Then again, the loyalty of the Rand fan base can cut both ways: Adaptations that don't meet the Objectivist standard of fidelity -- like The Fountainhead -- are left out in the cold. Luckily, Rand's incredibly detailed writing erases any confusion about her vision. Atlas Shrugged, for instance, features hundreds of pages of snappy, 1940's-era dialog that would be especially appropriate if the filmmakers decided to go with a 1940s noir theme, as in The Maltese Falcon or Sky Captain and the World of Tomorrow. Unfortunately, Agliolaro has stated that the forthcoming adaptation will be set in the present day.

In several key scenes, Rand even augmented her exhaustive scriptwriting with shot-by-shot, angle-by-angle notes that precisely lay out what viewers would see on the screen. Witness, for example, this vignette, in which the reader first meets industrialist Hank Rearden:

Swinging through the darkness of the shed, the red glare kept slashing the face of a man who stood in a distant corner ... the glare cut a moment's wedge across his eyes, which had the color and quality of pale blue ice -- then across the black web of the metal column and the ash-blond strands of his hair -- then across the belt of his trenchcoat and the pockets where he held his hand.

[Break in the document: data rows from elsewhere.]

Issue #96, opened 2014-06-27
R.map doesn't support Sparse Arrays like the standard map


cscalfani:
I think it would be best to have another function, e.g. R.map.sparse, that does the standard map behavior.

Here is some code that will demonstrate the issue:

``` sh
var R = require('ramda');
var sparse = [, 2, 3];
var mapResults = sparse.map(function(item) {
    return item;
});
console.log(mapResults);
var RmapResults = R.map(function(item) {
    return item;
}, sparse);
console.log(RmapResults);
```

PR #1525, opened 2015-11-19
Add splitWhen function

miwillhite:
Inspired by Haskell's `break`:
http://hackage.haskell.org/package/base-4.8.1.0/docs/Prelude.html#v:break

`R.splitWhen(R.equals(2), [1, 2, 3]);   //=> [[1], [2, 3]]`

### DIFF
--- a/src/splitWhen.js
+++ b/src/splitWhen.js
@@ -1,0 +1,32 @@
+var _curry2 = require('./internal/_curry2');
+var _slice = require('./internal/_slice');
+
+
+/**
+ * Takes a list and a predicate and returns a pair of lists with the following properties:
+ *
+ *  - the result of concatenating the two output lists is equivalent to the input list;
+ *  - none of the elements of the first output list satisfies the predicate; and
+ *  - if the second output list is non-empty, its first element satisfies the predicate.
+ *
+ * @func
+ * @memberOf R
+ * @category List
+ * @sig (a -> Boolean) -> [a] -> [[a], [a]]
+ * @param {Function} pred The predicate that determines where the array is split.
+ * @param {Array} list The array to be split.
+ * @return {Array}
+ * @example
+ *
+ *      R.splitWhen(R.equals(2), [1, 2, 3, 1, 2, 3]);   //=> [[1], [2, 3, 1, 2, 3]]
+ */
+module.exports = _curry2(function splitWhen(pred, list) {
+  var idx = 0, len = list.length, prefix = [];
+
+  while (idx < len && !pred(list[idx])) {
+    prefix.push(list[idx]);
+    idx += 1;
+  }
+
+  return [prefix, _slice(list, idx)];
+});
--- a/test/splitWhen.js
+++ b/test/splitWhen.js
@@ -1,0 +1,22 @@
+var R = require('..');
+var eq = require('./shared/eq');
+
+
+describe('splitWhen', function() {
+  it('splits an array at the first instance to satisfy the predicate', function() {
+    eq(R.splitWhen(R.equals(2), [1, 2, 3]), [[1], [2, 3]]);
+  });
+
+  it('retains all original elements', function() {
+    eq(R.splitWhen(R.T, [1, 1, 1]), [[], [1, 1, 1]]);
+  });
+
+  it('is curried', function() {
+    var splitWhenFoo = R.splitWhen(R.equals('foo'));
+    eq(splitWhenFoo(['foo', 'bar', 'baz']), [[], ['foo', 'bar', 'baz']]);
+  });
+
+  it('only splits once', function() {
+    eq(R.splitWhen(R.equals(2), [1, 2, 3, 1, 2, 3]), [[1], [2, 3, 1, 2, 3]]);
+  });
+});


src/splitBy.js
```diff
@@ -0,0 +1,24 @@
...
+ * @param {Function} fn The predicate that determines where the array is split.
+ * @param {Array} array The array to be split.
+ * @return {Array}
+ * @example
+ *
+ *      R.splitBy(R.equals(2), [1, 2, 3]);   //=> [[1], [2, 3]]
+ */
+module.exports = _curry2(function splitBy(predicate, array) {
+  var xs = takeWhile(complement(predicate), array);
+  return [xs, difference(array, xs)];
```
davidchambers: We can't use `difference` here, as it discards duplicates. Try something like `R.splitBy(R.T, [1, 1, 1])`.

It would be great to use [JSVerify][1] to test these properties:

  - `forall p :: a -> Boolean, xs :: [a]. length(splitBy(p, xs)) = 2`
  - `forall p :: a -> Boolean, xs :: [a]. unnest(splitBy(p, xs)) = xs`


[1]: https://github.com/jsverify/jsverify

CrossEye: You could probably use `drop(xs.length, array)` instead of the `difference` call.

But speaking of that, I try to think of [Ramda's fundamental data type][fd] as the _list_, and the _array_ as an implementation detail.  So I would prefer to name the parameter `list`.
 

  [fd]: https://github.com/ramda/ramda/issues/96#issuecomment-47304374

raine: More importantly, `list` is used everywhere currently.

miwillhite: Thanks for the `list` suggestion, I had pulled the parameter naming from `splitAt`, which looks like it diverges from the norm. Maybe that'll be my next PR ;)

miwillhite: In terms of naming, it occurred to me this morning that maybe `splitWith` would be better than `splitBy`…any preference?

src/splitWith.js
```diff
@@ -0,0 +1,23 @@
...
+var takeWhile = require('./takeWhile');
+
+
+/**
+ * Splits a given list at the first occurance of a satisfied predicate.
+ *
+ * @func
+ * @memberOf R
+ * @category List
+ * @sig Number -> [a] -> [[a], [a]]
```
raine: Type of the first parameter should indicate a function. `(a -> Boolean)`?

miwillhite: Oh of course! Thank you.

src/splitBy.js
CrossEye: Actually, see #65 to see why neither might be appropriate.  `splitWhen`?

miwillhite: I like `splitWhen`, I'll make the update.

miwillhite:
Anything I can do to move this along? I'm happy to help however I can.

src/splitWhen.js
```diff
@@ -0,0 +1,23 @@
...
+var takeWhile = require('./takeWhile');
+
+
+/**
+ * Splits a given list at the first occurance of a satisfied predicate.
+ *
+ * @func
+ * @memberOf R
+ * @category List
+ * @sig (a -> Boolean)t  -> [[a], [a]]
```
davidchambers:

Rand goes on to describe Rearden's posture, expression and exact movements as he watches molten metal being poured into molds. In fact, given the level of description, she almost renders any potential director irrelevant. This, incidentally, might explain why no major directors have ever been attached to the project. For actors and producers, Atlas Shrugged is a rich, attractive property with plenty of room for visual flair. For any director or cinematographer with a distinctive vision, it offers the opportunity to do battle with the corpse of a particularly strong-willed iconoclast and her legions of rabid fans.